*Task*
Your answer should be the lines of the listing that contain the word "with".

*Source data*
= Beginning of Section =
PR #890, opened 2026-06-22
Add mytradeledger-skills: MyTradeLedger REST API skill

trpsbill:
Adds `mytradeledger-skills` to the community marketplace via **Path B (external sync)** — a single `sources.yaml` entry pointing at the source repo, which stays the source of truth. No vendored content.

### What changed (revised per review)
This PR was reworked from a hand-vendored plugin shell to a pure sync source. The diff is now **one file, `sources.yaml`** (+28 lines):

- New `mytradeledger-skills` source → `repo: trpsbill/skills`, `target_path: plugins/community/mytradeledger-skills`, `category: community`
- Syncs `skills/**` (the real `SKILL.md` + `scripts/mtl.py`), `.claude-plugin/plugin.json`, and `LICENSE`
- The weekly external-sync workflow generates the plugin dir, `package.json`, README, and the `marketplace.extended.json` / `marketplace.json` catalog entries — so none of those are hand-edited here

Reverted from the previous revision: the empty `plugins/community/mytradeledger-skills/` shell (`plugin.json`/`README.md`/`package.json`) and the manual `marketplace.*` + root `README.md` edits.

### Source of truth
`mytradeledger` wraps the MyTradeLedger REST API: ledger entries (CRUD + bulk-import + P&L recompute), account balances and realized P&L, CSV export, asset registry, entry metadata, and PAT management. Stdlib-only Python helper, auth via a local `.env`. Lives in https://github.com/trpsbill/skills and stays maintained there.


jeremylongshore:
Thanks for submitting mytradeledger-skills. I did a first-review pass, and there's a structural blocker: **this PR adds an empty plugin shell.** `plugins/community/mytradeledger-skills/` contains only `plugin.json` + `README.md` + `package.json` — **no `skills/`, `commands/`, or `agents/`**, so there's nothing to install. The plugin ships zero capability, and the README actually points users to your *own* marketplace (`/plugin install mytradeledger-skills@trpsbill-skills`).

The MyTradeLedger concept is fine — we just need the real content (or the wiring to fetch it). Two supported paths:

**Path B — sync from your repo (recommended here).** Since you maintain the real plugin in [`trpsbill/skills`](https://github.com/trpsbill/skills), add a single entry to [`sources.yaml`](https://github.com/jeremylongshore/claude-code-plugins-plus-skills/blob/main/sources.yaml) pointing at it. The weekly sync then pulls your actual `SKILL.md` content into `plugins/community/mytradeledger-skills/` and your repo stays the source of truth. This is the right path for an externally-maintained plugin.

**Path A — vendor the real content.** Include the actual `skills/<name>/SKILL.md` file(s) with the 8-field marketplace frontmatter in this PR — not just the shell.

Minor (flagged by the bot): the `package.json` install handle doesn't match the README; worth aligning once you pick a path.

Happy to merge once there's real skill content (or a `sources.yaml` entry that fetches it). Let me know which path you want.

- Jeremy Longshore
intentsolutions.io

trpsbill:
Thanks for the review — went with **Path B** as recommended.

I dropped the empty plugin shell and the manual `marketplace.*` / README edits entirely. The PR is now a single `sources.yaml` entry that points the weekly sync at `trpsbill/skills` (syncing `skills/**` → the real `SKILL.md` + `scripts/mtl.py`, plus `.claude-plugin/plugin.json` and `LICENSE`). The sync then generates `plugins/community/mytradeledger-skills/`, the `package.json`, the README, and the catalog entries — so my repo stays the source of truth and there's nothing hand-vendored to drift.

On the bot's minor note (package.json install handle vs README): that mismatch is gone since the vendored `package.json` was removed — the install handle is now whatever the sync generates from `name: mytradeledger-skills`.

Diff is down to one file (+28 lines). Let me know if you'd like the source synced as a flattened single-skill (`source_path: skills/mytradeledger`) instead of the whole-plugin layout, or if `plugins/crypto/` would be a better home than `plugins/community/`.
= End of Section =
*Output for this task*
**Path A — vendor the real content.** Include the actual `skills/<name>/SKILL.md` file(s) with the 8-field marketplace frontmatter in this PR — not just the shell.
Thanks for the review — went with **Path B** as recommended.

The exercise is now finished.